Foi assim com seus protagonistas – Christian Bale, Ewan McGregor e Jonathan Rhys-Meyers - em “Velvet”, também com seu elenco – Juliane Moore, Dennis Quaid e Dennis Haysbert - em “Longe” e se aprimorou de tal forma em “Eu Não Estou Lá” que com certeza Tod não terá dificuldades em ter grande elenco nas mãos ao realizar seu próximo filme.

Como falar de um ser tão diferente e ao mesmo tempo tão igual como Bob Dylan?

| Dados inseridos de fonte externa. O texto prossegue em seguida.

PR #338, opened 2021-02-23
fix more windows path issue

kimim:
Windows consider path start with D: or C: as absolute path. 
This PR fix the tests.

### DIFF
--- a/src/clojure_lsp/db.clj
+++ b/src/clojure_lsp/db.clj
@@ -17,7 +17,7 @@
 (defn ^:private get-sqlite-db-file-path [project-root]
   (let [configured (some-> (get-in @db [:settings :sqlite-db-path])
                            io/file)
-        default (io/file (str project-root) ".lsp" "sqlite.db")
+        default (io/file ".lsp" "sqlite.db")
         file (or configured default)]
     (if (.isAbsolute file)
       (.getAbsolutePath file)
--- a/test/clojure_lsp/db_test.clj
+++ b/test/clojure_lsp/db_test.clj
@@ -4,7 +4,8 @@
    [clojure-lsp.test-helper :as h]
    [clojure.string :as s]
    [clojure.test :refer [deftest testing is]]
-   [clojure.java.io :as io]))
+   [clojure.java.io :as io]
+   [clojure-lsp.shared :as shared]))
 
 (h/reset-db-after-test)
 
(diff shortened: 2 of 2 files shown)


src/clojure_lsp/db.clj
```diff
@@ -16,7 +16,7 @@
 (defn ^:private get-sqlite-db-file-path [project-root]
   (let [configured (some-> (get-in @db [:settings :sqlite-db-path])
                            io/file)
-        default (io/file (str project-root) ".lsp" "sqlite.db")
```
ericdallo, line 19: Not sure this should be removed, otherwise how can we make sure the db will be saved on project root?

kimim: project root will be added in following .isAbsolute test.
Otherwise, two project root will added before .lsp in windows, because /user/project/.lsp/sqlite.db is considered as a relative path, thus getAbsolutePath will turn it to: D:/user/project/user/project/.lsp/sqlite.db

kimim: like this:
```
lein test :only clojure-lsp.db-test/sqlite-db-file-setting

FAIL in (sqlite-db-file-setting) (db_test.clj:18)
when not set
expected: "D:\\user\\project\\.lsp\\sqlite.db"
  actual: "D:\\user\\project\\user\\project\\.lsp\\sqlite.db"
    diff: - "D:\\user\\project\\.lsp\\sqlite.db"
          + "D:\\user\\project\\user\\project\\.lsp\\sqlite.db"
```

ericdallo: I tested on linux and it works, I'm just curious how io/file return the path to the project + .lsp/config.edn, how it guesses the project root correctly?

kimim: Yes. That's the problem. The driver in absolute path may change according to project location, under C: or under D:

ericdallo: I see, so this could not be the same for other computes?
I think we should find some other way so, otherwise we can save the db on another path or get a wrong path

kimim: Hey, but we provide `project-path` as the parameter, Windows user should specify correct project root with driver characters.

ericdallo: yeah, use the project-root would be perfect, the current code it's using it

ericdallo: the project-root comes from the client, from emacs, lsp-mode sends the project-root correctly already

ericdallo: So, @kimim can we somehow keep using the project-root?

ericdallo:
Any news here @kimim ?

kimim:
Hello Eric,

There is no update to this PR. Everything works fine, except the unit test cases on my machine.
Shall we close this PR at the moment?

发件人: Eric Dallo<mailto:notifications@github.com>
发送时间: 05 March 2021 08:51
收件人: clojure-lsp/clojure-lsp<mailto:clojure-lsp@noreply.github.com>
抄送: Kimi MA<mailto:kimi.im@outlook.com>; Mention<mailto:mention@noreply.github.com>
主题: Re: [clojure-lsp/clojure-lsp] fix more windows path issue (#338)


Any news here @kimim<https://github.com/kimim> ?

―

ericdallo:
If you intend to fix it, we can keep it open, no problem, otherwise we can close

ericdallo:
@kimim I think this issue was fixed with the improvements we had on URI recently on clojure-lsp, feel free to open another PR if find any issues, thank you!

Fácil: distribuindo sua personalidade em vários personagens diferentes, mas com ligações tênues e visíveis.

Assim temos o trovador ingênuo que queria ser de um tempo que não lhe pertence (atuação brilhante do garoto Marcus Carl Franklin), o roqueiro rebelde e que depois se torna um pastor com dom especial (duplamente interpretado pelo sempre competente Chris Bale), o pseudônimo do artista que se vê, mas não se reconhece (Ben Whishaw), o veterano pistoleiro que baleava mal-feitores com seu violão e que abandonou tudo (interpretado por Richard Geere), o elétrico cantor que desfez de sua principal característica e não liga para o que falam dele (o melhor papel de Cate Blanchet no ano passado) e o roqueiro traidor que quer ser ator e não passa de um ser humano ridículo – ou seria comum? (mais um trabalho incrível de Heath Ledger, esquecido pro premiações).

Filmão, com direito a uma bela pergunta, frase retirada da mais conhecida canção de Dylan, ao subir dos créditos: “How Doesn’t Feel?”. Nota 9,0!